Here's some pictures of before I bought it, looking good already if im honest  just needed brightening up and some orange peel removed.




























As usual I didn't take any before of my own,  nor any pictures of the main wash, oh, dear, anyway, away we go.

Wash process was as follows -

- Pre foam with Carwashnwax Snowfoam mixed with All Purpose Cleaner through an HD lance

While that was working away I went round all the panel gaps, lights, window seals etc with a CYC 1" round brush got any dirt or polish residue that was in there out. After that I rinsed the car down with the pressure washer, taking as long as needed to make sure all the dirt that could come off, did.

The main wash consisted of the usual 2 bucket method with Chemical Guys Maxi Suds II and a lambs wool mitt. Rinsing off each section as I completed it.

After that I went around the door, boot and bonnet shuts with APC, the 1" brush and an angled radiator brush.
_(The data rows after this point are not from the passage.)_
PR #2264, opened 2024-06-05
Combine Rates - Administrative Data Source Only Calculation 

ailZhou:
### Description

Huge thanks to @benmartin-coforma & @BearHanded for helping me fix the issues in this PR.

This PR contains a new rates table that we are using to store the new rate calculation data. The flow is that when a user validates or submits a measure, it will trigger the rate calculations after saving the measure data.

**Default calculations**:  (numerator / denominator) * 100;

**Measures with unique calculations**:
AAB-AD: (1 - numerator / denominator) * 100;
AMB-AD: (numerator / denominator) * 1000;
PQI01, PQI05, PQI08, PQI15:  (numerator / denominator) * 100000;

### Related ticket(s)

CMDCT-3651

---
### How to test

Run local db: `DYNAMO_ENDPOINT=http://localhost:8000 dynamodb-admin`
1) Sign into QMR, any separate state user (ie. [stateuser1@test.com](mailto:stateuser1@test.com))
2) In Adult Chip, pick AMM-AD:
 - Fill out the measure, especially data source and performance measure sections 
 - Validate measure
4) Do the same for Adult Medicaid AMM-AD
5) Go to local db and check the local-rates table and you should see a single database entry for that measure
6) Click it and make sure that the data looks similar to this:
```
{
  "compoundKey": "WA2024ACSAMM-AD",
  "measure": "AMM-AD",
  "state": "WA",
  "data": [
    {
      "column": "CHIP",
      "dataSourceSelections": {
        "AdministrativeData0": {
          "selected": [
            "MedicaidManagementInformationSystemMMIS"
          ]
        }
      },
      "dataSource": [
        "AdministrativeData"
      ],
      "rates": {
        "JjQeAC": [
          {
            "category": "Effective Continuation Phase Treatment",
            "uid": "JjQeAC.g91VU9",
            "label": "Ages 18 to 64"
          },
          {
            "category": "Effective Continuation Phase Treatment",
            "uid": "JjQeAC.Gjknmo",
            "label": "Age 65 and older"
          }
        ],
        "DFukSh": [
          {
            "uid": "DFukSh.g91VU9",
            "label": "Ages 18 to 64",
            "category": "Effective Acute Phase Treatment",
            "rate": "50.0",
            "numerator": "1",
            "denominator": "2"
          },
          {
            "uid": "DFukSh.Gjknmo",
            "label": "Age 65 and older",
            "category": "Effective Acute Phase Treatment",
            "rate": "75.0",
            "numerator": "3",
            "denominator": "4"
          }
        ]
      }
    },
    {
      "column": "Medicaid",
      "dataSourceSelections": {
        "ElectronicHealthRecords": {}
      },
      "dataSource": [
        "ElectronicHealthRecords"
      ],
      "rates": {
        "JjQeAC": [
          {
            "category": "Effective Continuation Phase Treatment",
            "uid": "JjQeAC.g91VU9",
            "label": "Ages 18 to 64"
          },
          {
            "category": "Effective Continuation Phase Treatment",
            "uid": "JjQeAC.Gjknmo",
            "label": "Age 65 and older"
          }
        ],
        "DFukSh": [
          {
            "uid": "DFukSh.g91VU9",
            "label": "Ages 18 to 64",
            "category": "Effective Acute Phase Treatment",
            "rate": "50.0",
            "numerator": "1",
            "denominator": "2"
          },
          {
            "uid": "DFukSh.Gjknmo",
            "label": "Age 65 and older",
            "category": "Effective Acute Phase Treatment",
            "rate": "80.0",
            "numerator": "4",
            "denominator": "5"
          }
        ]
      }
    },
    {
      "column": "Combined Rate",
      "rates": [
        {
          "uid": "JjQeAC.g91VU9",
          "label": "Ages 18 to 64",
          "category": "Effective Continuation Phase Treatment",
          "rate": "",
          "numerator": "0",
          "denominator": "0"
        },
        {
          "uid": "JjQeAC.Gjknmo",
          "label": "Age 65 and older",
          "category": "Effective Continuation Phase Treatment",
          "rate": "",
          "numerator": "0",
          "denominator": "0"
        },
        {
          "uid": "DFukSh.g91VU9",
          "label": "Ages 18 to 64",
          "category": "Effective Acute Phase Treatment",
          "rate": "50.0",
          "numerator": "2",
          "denominator": "4"
        },
        {
          "uid": "DFukSh.Gjknmo",
          "label": "Age 65 and older",
          "category": "Effective Acute Phase Treatment",
          "rate": "77.8",
          "numerator": "7",
          "denominator": "9"
        }
      ]
    }
  ],
  "year": "2024",
  "lastAltered": 1718281781252
}
```

### Notes

N/A

---
### Pre-review checklist

---
#### Review

#### Security

---


services/app-api/handlers/rate/calculateAndPutRate.ts
```diff
@@ -0,0 +1,66 @@
...
+) => {
+  const { coreSet, measure, state, year } = event!.pathParameters!;
+  const combinedTypes = [Types.CoreSetAbbr.ACS, Types.CoreSetAbbr.CCS];
+  const combinedCoreSet: Types.CoreSetAbbr = combinedTypes.find((type) =>
+    coreSet!.includes(type)
+  )!;
+
+  //only do the rate calculation if the measure is adult or child and is a split
+  if (
+    (coreSet!.length === 4 && combinedCoreSet === "ACS") ||
```
BearHanded, line 33: can enums for ACS and CCS can be used here

services/app-api/storage/table.ts
```diff
@@ -0,0 +1,59 @@
...
+import { getMeasure } from "../handlers/measures/get";
+
+const coreSetGroup = {
+  ACS: [Types.CoreSetAbbr.ACSC, Types.CoreSetAbbr.ACSM],
+  CCS: [Types.CoreSetAbbr.CCSC, Types.CoreSetAbbr.CCSM],
+  HHCS: [Types.CoreSetAbbr.HHCS],
+};
+
+export const putToTable = async (
+  event: APIGatewayProxyEvent,
```
BearHanded, line 16: This is not a handler and has no need for 90% of the content in the event. It can be more flexible by taking explicitly the arguments needed, and avoid having to fake an event when used in other contexts.

services/app-api/storage/table.ts
```diff
@@ -0,0 +1,59 @@
...
+      },
+      "post"
+    ),
+  };
+  await dynamoDb.update(params);
+  return { status: StatusCodes.SUCCESS, body: params };
+};
+
+export const getMeasureByCoreSet = async (
+  event: APIGatewayProxyEvent,
```
BearHanded, line 42: Same thought here about the event

services/app-api/handlers/rate/calculateAndPutRate.ts
```diff
@@ -0,0 +1,66 @@
...
+  ) {
+    const data = await getMeasureByCoreSet(event, combinedCoreSet!);
+    const formattedData: [] = formatMeasureData(data);
+
+    //based on the measure data, it will check against the calculations that exist and see which one is a match
+    const calculation: RateCalculation | undefined = dataSrcCalculations.find(
+      (cal) => cal.check(formattedData)
+    );
+
+    const combinedRates = [
```
BearHanded, line 44: So the plan here is to have an array with everything that feeds into the table, correct?

Alternatively the inputs to the calc can be stored in an array and the calculation result can be stored on a field in RateCalculation. Both work.

services/app-api/handlers/rate/calculations/adminstrativeCalculation.ts
```diff
@@ -0,0 +1,75 @@
+import { RateCalculation } from "./rateCalculation";
+
+export class AdminstrativeCalculation extends RateCalculation {
+  dataSrcMap: any[] = [
+    {
+      Medicaid: ["AdministrativeData"],
```
BearHanded, line 6: Can these be enums?

services/app-api/handlers/rate/calculations/adminstrativeCalculation.ts
```diff
@@ -0,0 +1,75 @@
...
+        const medicaidSrcExist = dataSrc.Medicaid.every(
+          (medSrc: string) => dataSources.Medicaid?.indexOf(medSrc) > -1
+        );
+        //if data source is a match in both CHIP & medicaid return true
+        if (chipSrcExist && medicaidSrcExist) {
+          return true;
+        }
+      }
+    }
+    return false;
```
BearHanded, line 56: What gets saved in the event that the calc is not valid? David mentioned the page still being visible for users when they are not using split measures

services/app-api/handlers/rate/calculations/adminstrativeCalculation.ts
```diff
@@ -0,0 +1,75 @@
...
+  }
+  getFormula(measure: string): Function {
+    const abbr = measure.slice(0, 3);
+    switch (abbr) {
+      case "AMB":
```
BearHanded, line 61: do we need any comments about these special cases?

and can we use enums?

services/app-api/handlers/rate/calculateAndPutRate.ts
ailZhou: moved to enums!

services/app-api/handlers/rate/calculations/adminstrativeCalculation.ts
ailZhou: if the combined rates is false, it stores an empty object {}

services/app-api/handlers/rate/calculations/adminstrativeCalculation.ts
ailZhou: i'm not sure about special comments but i did move them to an enum

services/app-api/storage/table.ts
```diff
@@ -0,0 +1,59 @@
...
+) => {
+  const measures: any[] = [];
+  if (coreSet) {
+    const group = coreSetGroup[coreSet];
+
+    for (let i = 0; i < group.length; i++) {
+      const formatEvent = { ...event };
+      if (formatEvent?.pathParameters) {
+        formatEvent.pathParameters.coreSet = group[i];
+        const measure = await getMeasure(event, undefined);
```
BearHanded, line 53: calling a handler is probably not best practice

services/uploads/serverless.yml
benmartin-coforma, line 1: Are we planning on sending rateTable data upstream via S3 rather than Kafka, as we do with measure data? If yes then we will need more code & more external integration setup here... if no then we don't need to touch `services/uploads` at all.

ailZhou: sounds like the perfect question for @BearHanded!

services/app-api/storage/table.ts
ailZhou: removed calling the handler and used dynamo call instead

services/app-api/storage/table.ts
ailZhou: removed passing in APIGatewayProxyEvent and switching to using the path params

services/app-api/storage/table.ts
ailZhou: removed passing in APIGatewayProxyEvent and switching to using the path params

services/app-api/handlers/rate/calculateAndPutRate.ts
```diff
@@ -0,0 +1,66 @@
...
+  const combinedCoreSet: Types.CoreSetAbbr = combinedTypes.find((type) =>
+    coreSet!.includes(type)
+  )!;
+
+  //only do the rate calculation if the measure is adult or child and is a split
+  if (
+    (coreSet!.length === 4 && combinedCoreSet === "ACS") ||
+    combinedCoreSet === "CCS"
+  ) {
+    const data = await getMeasureByCoreSet(event, combinedCoreSet!);
```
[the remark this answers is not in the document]
ailZhou: removed passing in APIGatewayProxyEvent and switching to using the path params

services/uploads/serverless.yml
BearHanded: yea I think we'll need to support both. I'll create a ticket for it.

BearHanded: created

services/app-api/handlers/rate/get.ts
```diff
@@ -0,0 +1,22 @@
...
+    Key: {
+      compoundKey: dynamoKey,
+      measure: event!.pathParameters!.measure!,
+    },
+  };
+  const queryValue = await dynamoDb.get(params);
+  return {
+    status: StatusCodes.SUCCESS,
+    body: {
+      Item: queryValue,
```
benmartin-coforma, line 19: I hate to add this to the list of "things we'll have to change in order to break QMR of its `.Item` habit", but it does match our current conventions, so I think it's fine today.

services/app-api/handlers/rate/shared/calculateAndPutRate.ts
benmartin-coforma, line 1: I think we will need to pay more attention to the edge cases in here, such as
* What if one of the measures is undefined?
* What if the data sources are undefined? What if the data sources are a string and not an array?
* What if the rates are undefined?
Right now the `?.` operators give us a sense of "well it probably won't crash", which is definitely good enough for today, but I'd like to see those edge cases addressed a little bit more definitely & explicitly.

services/app-api/handlers/rate/shared/calculateAndPutRate.ts
```diff
@@ -0,0 +1,66 @@
...
+    coreSet!.includes(type)
+  )!;
+
+  //only do the rate calculation if the measure is adult or child and is a split
+  if (
+    coreSet.length === 4 &&
+    (combinedCoreSet === Types.CoreSetAbbr.ACS ||
+      combinedCoreSet === Types.CoreSetAbbr.CCS)
+  ) {
+    const data = await getMeasureByCoreSet(combinedCoreSet!, pathParameters);
```
benmartin-coforma, line 37: The logic here is to
1. Find the "parent" (combined) core set by substring
2. Confirm that we're in a separated core set by string length
3. Re-fetch our measure and fetch our "sibling" measure
   - which uses another map of combined core sets -> separated core sets, contained within table.ts
 
 I think we'll be able to simplify this to a single map of sibling -> sibling core sets, possibly using the data already in memory for our measure (since we just came from measures/update.ts).
 
But I am fine leaving that on the table as possible future re-work; this should get the job done as-is.

services/app-api/storage/table.ts
```diff
@@ -0,0 +1,62 @@
+import { convertToDynamoExpression } from "../handlers/dynamoUtils/convertToDynamoExpressionVars";
+import { StatusCodes } from "../utils/constants/constants";
+import dynamoDb from "../libs/dynamodb-lib";
+import * as Types from "../types";
+import { MeasureParameters } from "../types";
+
+export const putToTable = async (
```
benmartin-coforma, line 7: I'd prefer to see a less generic `putRate` function that knows its table name and the parameters required, taking that work away from its callers - essentially, a cousin of `getMeasureFromTable` below.

But I'd also like to see corresponding functions for getting/putting Measures, Core Sets, and Banners, which is definitely out of scope for this PR. I'm fine with putting off those kinds of changes to be done at the same (later) date.

services/app-api/handlers/rate/calculations/adminstrativeCalculation.ts
```diff
@@ -0,0 +1,74 @@
...
+      arr.find((data) => data.column === "Medicaid")?.dataSource ?? [];
+
+    //if the user had selected hybrid as a data source, we will not use this calculation
+    const isHybrid = [chipSources, medicaidSources].some((srcs) => {
+      return (srcs as string[])?.includes(DataSource.Hybrid);
+    });
+
+    if (!isHybrid) {
+      for (var i = 0; i < this.dataSrcMap.length; i++) {
+        const dataSrc = this.dataSrcMap[i];
```
benmartin-coforma, line 41: `for..of` is generally preferable to both `for`, `for..in`, and `.forEach`, when possible. Which, here, it is 🤠 

```suggestion
      for (const dataSrc of this.dataSrcMap) {
```

services/app-api/storage/table.ts
```diff
@@ -0,0 +1,62 @@
...
+    for (let i = 0; i < group.length; i++) {
+      const measure = await getMeasureFromTable({
+        ...pathParams,
+        coreSet: group[i],
+      });
+      measures.push(measure);
+    }
+  }
+  return measures;
+};
```
benmartin-coforma, line 62: Normally I'd suggest `for..of` in place of this `for`, but here I would even go a step further, as long as we are getting 2 measures. If it were more I'd want to call `dynamoDb.query`, and if it were fewer we wouldn't need this function at all.

The type system should guarantee that coreSetGroup is always defined, although I should note that I have not run this code:

```suggestion
export const getMeasureByCoreSet = async (
  combinedCoreSet: "ACS" | "CCS",
  params: MeasureParameters
) => {
  const gets = coreSetGroup[combinedCoreSet].map(
    (coreSet) => getMeasureFromTable({ ...params, coreSet })
  );
  return Promise.all(gets);
};
```

services/app-api/types.ts
```diff
@@ -32,6 +43,22 @@ export interface Measure {
    * it is set on fetch, according to the metadata in measureList.ts.
    */
   autoCompleted?: boolean;
+  data?: {
+    DataSource?: DataSource[];
```
benmartin-coforma, line 47: This type is not fully correct; in addition to being an array of strings from the DataSource enum, DataSource can also be "CAHPS 5.1H". This will throw a bit of a wrench into the rest of our code, which so far doesn't account for that possibility.

```suggestion
    DataSource?: DataSource[] | "CAHPS 5.1H";
```

services/app-api/types.ts
```diff
@@ -32,6 +43,22 @@ export interface Measure {
...
+    DataSourceSelections?: unknown;
+    PerformanceMeasure?: {
+      rates?: {
+        [key: string]: StandardRateShape[];
```
benmartin-coforma, line 51: This type is not fully correct; in addition to being an array of StandardRateShapes, these values can be an array of what we might call FieldRateShapes. Once again this would throw a wrench into our code.

```ts
export type FieldsRateShape = {
  label: string;
  uid?: string;
  isTotal?: boolean;
  fields: {
    label: string;
    value?: string | number;
  }[];
};
```

```suggestion
        [key: string]: StandardRateShape[] | FieldsRateShape[];
```

services/app-api/types.ts
```diff
@@ -32,6 +43,22 @@ export interface Measure {
    * it is set on fetch, according to the metadata in measureList.ts.
    */
   autoCompleted?: boolean;
+  data?: {
+    DataSource?: DataSource[];
+    DataSourceSelections?: unknown;
```
benmartin-coforma, line 48: "unknown" here is accurate. I queried dev and prod to find all of the possible `DataSource` and `rate` shapes, but I didn't include DataSourceSelections in my investigation, so it is not known to me. This type definition will obviously have to change before we can use this field's values.

services/app-api/types.ts
```diff
@@ -32,6 +43,22 @@ export interface Measure {
    * it is set on fetch, according to the metadata in measureList.ts.
    */
   autoCompleted?: boolean;
+  data?: {
```
benmartin-coforma, line 46: There are a number of other properties that `data` can have, and it may be worthwhile to catalog them at some point. That would most certainly be out of scope today.

services/app-api/serverless.yml
```diff
@@ -204,6 +207,14 @@ functions:
           method: delete
           cors: true
           authorizer: ${self:custom.authValue.${self:custom.stage}, ""}
+  getRate:
+    handler: handlers/rate/get.getRate
+    events:
+      - http:
+          path: rate/{state}/{year}/{coreSet}/{measure}/get
+          method: get
```
benmartin-coforma, line 215: The `/get` here is in line with the QMR convention, but it is redundant with the `method`, and the convention has already been bucked by the banner endpoints. I'd recommend changing it, but I'd also recommend changing all the other endpoints... once again, a today vs. someday tradeoff to make.

```suggestion
          path: rate/{state}/{year}/{coreSet}/{measure}
          method: get
```

services/ui-src/src/libs/api.ts
```diff
@@ -141,6 +141,16 @@ async function deleteCoreSet(inputObj: any) {
   );
 }
 
+async function getRate(inputObj: any) {
+  const opts = await requestOptions();
+  opts.body = inputObj.body;
+  return API.get(
+    "coreSet",
+    `/rate/${inputObj.state}/${inputObj.year}/${inputObj.coreSet}/${inputObj.measure}/get`,
```
benmartin-coforma, line 149: If we were to change the path in app-api/serverless.yml, we would of course need to change it here too.

```suggestion
    `/rate/${inputObj.state}/${inputObj.year}/${inputObj.coreSet}/${inputObj.measure}`,
```

benmartin-coforma (approved):
I have a million comments below, which fall into two categories:
1. Nitpicks that are your call for whether to address them
2. Wistful imaginings of future days, safe for you to ignore.

As such, I approve. Very nice work!

BearHanded (approved):

services/app-api/handlers/rate/calculations/adminstrativeCalculation.ts
```diff
@@ -0,0 +1,72 @@
...
+      CHIP: [DataSource.EHR],
+    },
+    {
+      Medicaid: [DataSource.EHR],
+      CHIP: [DataSource.Administrative],
+    },
+    {
+      Medicaid: [DataSource.Administrative, DataSource.EHR],
+      CHIP: [DataSource.Administrative],
+    },
```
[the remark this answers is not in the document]
ailZhou: made a ticket to figure out the strictness of the data source matching

services/app-api/serverless.yml
ailZhou: added it to a ticket as a global issue to look into fixing for all the paths

services/ui-src/src/libs/api.ts
ailZhou: added it to a ticket as a global issue to look into fixing for all the paths

services/app-api/handlers/rate/calculations/rateCalculation.ts
```diff
@@ -0,0 +1,49 @@
...
+
+    const uid = flattenRates
+      .filter(
+        (value, index, array) =>
+          array.findIndex((item) => item.uid === value.uid) === index
+      )
+      .map((item) => item.uid);
+    const sumRates = uid.map((id) =>
+      flattenRates.filter((rate) => rate.uid === id)
+    );
```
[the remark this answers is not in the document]
ailZhou: made a ticket for updating the tsconfig compile target: https://jiraent.cms.gov/browse/CMDCT-3730

services/app-api/handlers/rate/calculations/types.ts
```diff
@@ -0,0 +1,24 @@
+import { Measure, Program } from "../../../types";
+
+export enum DataSource {
+  Administrative = "AdministrativeData",
+  EHR = "ElectronicHealthRecords",
+  Hybrid = "HybridAdministrativeandMedicalRecordsData",
```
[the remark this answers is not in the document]
ailZhou: These will be added as we add the other calculations so saving it for next time

services/app-api/types.ts
ailZhou: This is something that we'll expand when we work on the other data source calculations as there will be other areas where we might need to pull the data.

services/app-api/handlers/measures/update.ts
```diff
@@ -55,5 +57,13 @@ export const editMeasure = handler(async (event, context) => {
   };
   await dynamoDb.update(params);
 
+  //in 2024 and onward, we added a new feature called combined rates which requires rate calculations to the rates table
+  if (parseInt(event!.pathParameters!.year!) >= 2024) {
+    //after updating the database with the latest values for the measure, we run the combine rates calculations for said measure
+    await calculateAndPutRate(
+      event!.pathParameters! as unknown as MeasureParameters
+    ); // TODO, fix this ugly double cast
```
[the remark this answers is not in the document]
ailZhou: Made a ticket to track fixing it: https://jiraent.cms.gov/browse/CMDCT-3732

services/app-api/handlers/rate/get.ts
ailZhou: Added it to a ticket because this is a whole can of worms that can break a lot of things: [CMDCT-3733](https://jiraent.cms.gov/browse/CMDCT-3733)

services/app-api/handlers/rate/shared/calculateAndPutRate.ts
ailZhou: things are crashing, that's good enough for me! 🫥

services/app-api/handlers/rate/shared/calculateAndPutRate.ts
ailZhou: highly agree that this can have way better logic. will note to fix up next week

benmartin-coforma (approved):
Nice!

services/app-api/handlers/rate/shared/calculateAndPutRate.ts
ailZhou: saving this comment to think through next week

services/app-api/storage/table.ts
ailZhou: Fair point, we should expand because we hand an issue in get coreset where we are using the handler when we should probably just do a dynamo call. added to ticket: [CMDCT-3734](https://jiraent.cms.gov/browse/CMDCT-3734)

services/app-api/types.ts
ailZhou: going to fix that during the final compilation of all the code for combine rates

services/app-api/handlers/rate/calculations/types.ts
```diff
@@ -0,0 +1,24 @@
...
+export interface FormattedMeasureData {
+  column: Program;
+  dataSource: NonNullable<NonNullable<Measure["data"]>["DataSource"]>;
+  dataSourceSelections: NonNullable<
+    NonNullable<Measure["data"]>["DataSourceSelections"]
+  >;
+  rates: NonNullable<
+    NonNullable<NonNullable<Measure["data"]>["PerformanceMeasure"]>["rates"]
+  >;
+}
```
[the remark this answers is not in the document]
ailZhou: Added it to a ticket as reminder: [CMDCT-3736](https://jiraent.cms.gov/browse/CMDCT-3736)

At this point I remembered I should start taking photos.



















Once that was done it was given a final rinse down with the pressure washer



















At that point the rain started tanking down, so no point drying it yet 

I moved the car off the stones to the front of my garage to start on the wheels and arches. So I jacked the car up and removed 1 wheel at a time and cleaned front and back and in about the arches.

Wheels were cleaned with Bilberry diluted 4:1 through a foaming spray head and a Swissvax wheel brush. Then Auto Smart Tardis for any Tar or residue left from wheel balance weights.










Backs Before










After










While the wheels are off I dried them with my Megs Water Magnet then sealed them up with Poorboys wheels sealant. 2 layers on the back and 1 on the front for now. I'd put another layer on the fronts later.










The Arches were set about with Meguiars Super Degreaser diluted 4:1 and various brushes. And again Tardis for any tar spots.










Front Arch Before



















Front Arch after



















Rear Arch Before










Rear Arch After










Any Mk2 owners will know the problems with rust around the fuel filler. Sadly I didn't get a before of this but behind the filler was absolutely jammed with dirt. It took me ages to get it all out. Gadz!!!!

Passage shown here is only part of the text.